Essai d’attraction des macrophages Transwell basé sur la fluorescence : une méthode in vitro pour étudier l’interaction tumeur-macrophage par chimiotaxie induite par des produits chimiques

En réponse à certains attractifs chimiques libérés par les tumeurs solides, les cellules immunitaires telles que les macrophages associés aux tumeurs ou les TAM s’infiltrent dans les tumeurs solides. Par la suite, ces TAM facilitent la progression tumorale.

Pour étudier les interactions entre les TAM et les cellules tumorales in vitro, il faut commencer par prendre une plaque multipuits avec un insert membraneux. Cette disposition sépare temporairement le puits en deux compartiments.

Ensuite, ajoutez une suspension de TAMs dans le compartiment supérieur du transwell.

Complétez le compartiment inférieur du transwell avec un milieu conditionné enrichi en attractifs chimiques sécrétés par les cellules tumorales.

Incuber l’assiette pendant le temps souhaité.

Pendant l’incubation, les modulateurs chimiques attirent les TAMs. Cela conduit au mouvement des TAM dans le compartiment inférieur via la membrane d’insertion poreuse par chimiotaxie induite par des produits chimiques.

Maintenant, retirez l’insert du puits. Transférez le milieu conditionné contenant la population migratrice de TAM dans une plaque appropriée pour la mesure fluorescente.

Traitez les cellules avec un tampon de lyse contenant un colorant fluorescent. Ce tampon lyse les macrophages. Finalement, les molécules de colorant se lient aux acides nucléiques, produisant une fluorescence améliorée.

Enfin, scannez la plaque à l’aide d’un lecteur de plaque à fluorescence. Une fluorescence élevée indique la migration réussie des macrophages par chimiotaxie induite par des produits chimiques.

Tout d’abord, amenez les matériaux nécessaires à température ambiante. Ajoutez 250 microlitres des cellules MV-4-11 préparées dans chaque insert. Ensuite, ajoutez 400 microlitres du milieu conditionné/fluide uniquement dans les chambres inférieures de la plaque à 24 puits, en veillant à ajouter les échantillons en trois exemplaires.

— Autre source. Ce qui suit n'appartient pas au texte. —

PR #297, opened 2017-05-01
Autocompletion fix

mk13:
Added support for autocompletion on .html files. Inline HTML found within .dart files still does not have support yet; will add them once plugin support is added. 

Breakdown: 
* Re-added directives into view.directives.
* Minor '.toList()' conversions to help with debugging.
* 'sendAngularCompletions()' is the primary function that will be called within the analysis_server to enable .html autocompletion.
* Contributor condensed into a single contributor; no longer separate ones for .dart-inline and .html.
* New base test case added for server tests: 'AbstractAngularTest' instead of 'AbstractAngularTaskTest'.

mock_sdk.dart is a copy and paste from analyzer component; no need for review.

### DIFF
--- a/analyzer_plugin/lib/src/angular_driver.dart
+++ b/analyzer_plugin/lib/src/angular_driver.dart
@@ -328,10 +328,11 @@ class AngularDriver
     return result;
   }
 
-  Future<Template> getTemplateForFile(String filePath) async {
+  Future<List<Template>> getTemplateForFile(String filePath) async {
+    var templates = <Template>[];
     var isDartFile = filePath.endsWith('.dart');
     if (!isDartFile && !filePath.endsWith('.html')) {
-      return null;
+      return templates;
     }
     var directiveResults = isDartFile
         ? await resolveDart(
@@ -351,11 +352,11 @@ class AngularDriver
             ? view.source.toString() == filePath
             : view.templateUriSource?.fullName == filePath;
         if (match) {
-          return view.template;
+          templates.add(view.template);
         }
       }
     }
-    return null;
+    return templates;
   }
 
   Future<DirectivesResult> resolveHtmlFrom(
--- a/analyzer_plugin/lib/src/angular_driver.dart
+++ b/analyzer_plugin/lib/src/angular_driver.dart
@@ -310,14 +310,16 @@ class AngularDriver
     }
 
     final summary = new LinkedHtmlSummaryBuilder()
-      ..errors = summarizeErrors(
-          result.errors.where((error) => error is! FromFilePrefixedError))
+      ..errors = summarizeErrors(result.errors
+          .where((error) => error is! FromFilePrefixedError)
+          .toList())
       ..errorsFromPath = result.errors
           .where((error) => error is FromFilePrefixedError)
           .map((error) => new SummarizedAnalysisErrorFromPathBuilder()
             ..path = (error as FromFilePrefixedError).fromSourcePath
             ..originalError =
-                summarizeError((error as FromFilePrefixedError).originalError));
+                summarizeError((error as FromFilePrefixedError).originalError))
+          .toList();
     final List<int> newBytes = summary.toBuffer();
     byteStore.put(key, newBytes);
 
@@ -399,7 +401,7 @@ class AngularDriver
           setIgnoredErrors(template, document);
           final resolver = new TemplateResolver(
               context.typeProvider,
-              standardHtml.components.values,
+              standardHtml.components.values.toList(),
               standardHtml.events,
               standardHtml.attributes,
               tplErrorListener);
--- a/analyzer_plugin/lib/src/angular_driver.dart
+++ b/analyzer_plugin/lib/src/angular_driver.dart
@@ -285,7 +285,10 @@ class AngularDriver
             source.exists() ? source.contents.data : "")(getSource(path));
   }
 
-  Future<DirectivesResult> resolveHtml(String htmlPath, {bool ignoreCache: false,}) async {
+  Future<DirectivesResult> resolveHtml(
+    String htmlPath, {
+    bool ignoreCache: false,
+  }) async {
     final key = getHtmlKey(htmlPath);
     final htmlSource = _sourceFactory.forUri("file:" + htmlPath);
     final List<int> bytes = byteStore.get(key);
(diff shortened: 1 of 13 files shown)


server_plugin/lib/src/completion.dart
```diff
@@ -197,37 +198,33 @@ class ReplacementRangeCalculator extends AngularAstVisitor {
...
+   * for the given completion [request].
    */
   Future<List<CompletionSuggestion>> computeSuggestions(
       CompletionRequest request) async {
-    if (request.source.shortName.endsWith('.html')) {
-      //return new TemplateCompleter().computeSuggestions(
-      //    request, templates, standardHtmlEvents, standardHtmlAttributes);
-    }
+    var filePath = request.source.toString();
+    var events = driver.standardHtml.events.values;
```
MichaelRFairhurst: What do you think...my impression here is that this should probably `await driver.getStandardHtml()`, just in case a completion is requested before standandHtml is ready. Is that possible? should we add an assertion that `driver.standardHtml` is not null? Make it private?

analyzer_plugin/lib/src/angular_driver.dart
```diff
@@ -309,20 +312,52 @@ class AngularDriver
...
+      return null;
+    }
+    for (var directive in directives) {
+      if (directive is Component) {
+        var view = directive.view;
+        var match = isDartFile
+            ? view.source.toString() == filePath
+            : view.templateUriSource?.fullName == filePath;
+        if (match) {
+          return view.template;
```
MichaelRFairhurst: For html file cases, we want to support having two autocomplete contexts.

For instance, one common example is having both a production and a test component definition that reference the same dart file. If we only suggested the production completions, that would probably be OK, but if we only suggested the test completions, that would likely mean suggesting like, half of the member variables, maybe half of the directives, etc.

Of course, distinguishing the two is pretty hard. So it should probably be a list of anything that matches this condition.

server_plugin/lib/src/completion.dart
```diff
@@ -236,118 +233,115 @@ class TemplateCompleter {
 
   Future<List<CompletionSuggestion>> computeSuggestions(
       CompletionRequest request,
-      List<Template> templates,
+      Template template,
```
MichaelRFairhurst: see my comments on `getTemplateForFile`, probably still want to use a List of templates.

Though I do really like that there's less indentation in this function! maybe a function that calls this one?

server_plugin/lib/src/completion.dart
```diff
@@ -236,118 +233,115 @@ class TemplateCompleter {
...
+      suggestOutputs(target.parent.boundDirectives, suggestions,
+          standardHtmlEvents, target.parent.boundStandardOutputs);
+    } else if (target is TextAttribute) {
+      suggestInputs(target.parent.boundDirectives, suggestions,
+          standardHtmlAttributes, target.parent.boundStandardInputs);
+      suggestOutputs(target.parent.boundDirectives, suggestions,
+          standardHtmlEvents, target.parent.boundStandardOutputs);
+    } else if (target is TextInfo) {
+      suggestHtmlTags(template, suggestions);
+      suggestTransclusions(target.parent, suggestions);
```
MichaelRFairhurst: Hard to review this because of indentation changes. Should I read over it for changes or is it mostly the same?

mk13: Interesting, github decided to see these all as deltas. The main 'if-else' chain block shouldn't have changed.

analyzer_plugin/lib/src/resolver.dart
```diff
@@ -119,6 +119,18 @@ class TemplateResolver {
     var allDirectives = <AbstractDirective>[]
       ..addAll(standardHtmlComponents)
       ..addAll(view.directives);
+
+    for (var directive in view.directives) {
+      if (directive.elementTags != null && directive.elementTags.isNotEmpty) {
```
mk13: Sure, sounds like a plan.

analyzer_plugin/lib/src/view_extraction.dart
```diff
@@ -173,14 +173,6 @@ class ViewExtractor extends AnnotationProcessorMixin {
                   element.variable.constantValue != null) {
             directiveReferences.add(new DirectiveReference(
                 name, prefix, new SourceRange(item.offset, item.length)));
-            //DartObject value = element.variable.constantValue;
```
mk13: Pre-summary changes, it looks like this code was leftover that was primarily responsible for loading the directives and elementTags(view level). The directives are being added in 'directive_linking.dart' and elementTags are being add to the view level with lazy calculation. 

Doesn't seem like there's a purpose for this commented out section of code.

analyzer_plugin/lib/starter.dart
```diff
@@ -15,6 +25,8 @@ class Starter {
     ContextBuilder.onCreateAnalysisDriver = onCreateAnalysisDriver;
     server.onResultErrorSupplementor = sumErrors;
     server.onNoAnalysisResult = sendHtmlResult;
+    server.onNoAnalysisCompletion = sendAngularCompletions;
+    //server.onExtraCompletionContributor = sendAngularContributor;
```
mk13: Actually I'm just going to remove it - it shouldn't be used once Plugin support is implemented.

analyzer_plugin/lib/starter.dart
```diff
@@ -69,4 +81,69 @@ class Starter {
...
+              null,
+              null,
+              server.resourceProvider,
+              server.searchEngine,
+              source,
+              params.offset,
+              performance,
+              server.ideOptions);
+          completionHandler.setNewRequest(completionRequest);
+          server.sendResponse(new CompletionGetSuggestionsResult(completionId)
```
mk13: NotificationManager doesn't have full support for completion yet: 
```
    errors = new ResultCollector<List<server.AnalysisError>>(serverId,
        predicate: _isIncluded);
    folding = new ResultCollector<List<server.FoldingRegion>>(serverId);
    highlights = new ResultCollector<List<server.HighlightRegion>>(serverId);
    navigation = new ResultCollector<server.AnalysisNavigationParams>(serverId);
    occurrences = new ResultCollector<List<server.Occurrences>>(serverId);
    outlines = new ResultCollector<List<server.Outline>>(serverId);
```
These are the only response types supported; looks like server.sendResponse is a direct way to communicate against the wire/channel.

analyzer_plugin/lib/starter.dart
```diff
@@ -69,4 +81,69 @@ class Starter {
...
+
+    if (server.contextManager.isInAnalysisRoot(filePath)) {
+      for (final driverPath in angularDrivers.keys) {
+        if (server.contextManager.getContextFolderFor(filePath).path ==
+            driverPath) {
+          final driver = angularDrivers[driverPath];
+
+          var completionContributor = new AngularCompletionContributor(driver);
+          CompletionRequestImpl completionRequest = new CompletionRequestImpl(
+              null,
```
mk13: Done

analyzer_plugin/lib/src/angular_driver.dart
mk13: Wouldn't the source provided by the Completion Request object suffice to distinguish which of the test/production component to complete for?

MichaelRFairhurst: No, it can be one template shared by two dart files.

```
foo.dart
foo.html
foo_test.dart
```

where `foo_test.dart` implements half the members of `foo.dart`, loads half the directives, etc.

analyzer_plugin/lib/src/view_extraction.dart
MichaelRFairhurst: Oh, I see, it was already commented out, and you deleted it.

OK good! Won't have confusion again like what I just had, haha!

analyzer_plugin/lib/starter.dart
MichaelRFairhurst: dang! OK

server_plugin/lib/src/completion.dart
MichaelRFairhurst: Cool. And it definitely is nice to have less indentation!

analyzer_plugin/lib/src/angular_driver.dart
mk13: Ohhh I see what you're saying. Got it.

MichaelRFairhurst:
Still LGTM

Incuber à 37 degrés Celsius avec 5 % de dioxyde de carbone pendant 4 heures. Ensuite, tapotez doucement l’insert sur la paroi intérieure du même puits et jetez l’insert. Pipetez doucement les cellules dans les puits de haut en bas trois fois pour mélanger.

Transférez 225 microlitres de cette suspension cellulaire dans les puits d’une plaque à paroi noire de 96 puits adaptée à la mesure fluorescente. Après cela, diluez le colorant CyQuant avec un tampon de lyse 4x dans un rapport de 1:75. Vortex brièvement et faites tourner la solution.

Transférez 75 microlitres de cette solution dans chaque puits de la plaque de 96 puits et incubez à température ambiante pendant 15 minutes. À l’aide d’un lecteur de plaques de fluorescence, lire la fluorescence et analyser les données comme indiqué dans le protocole texte.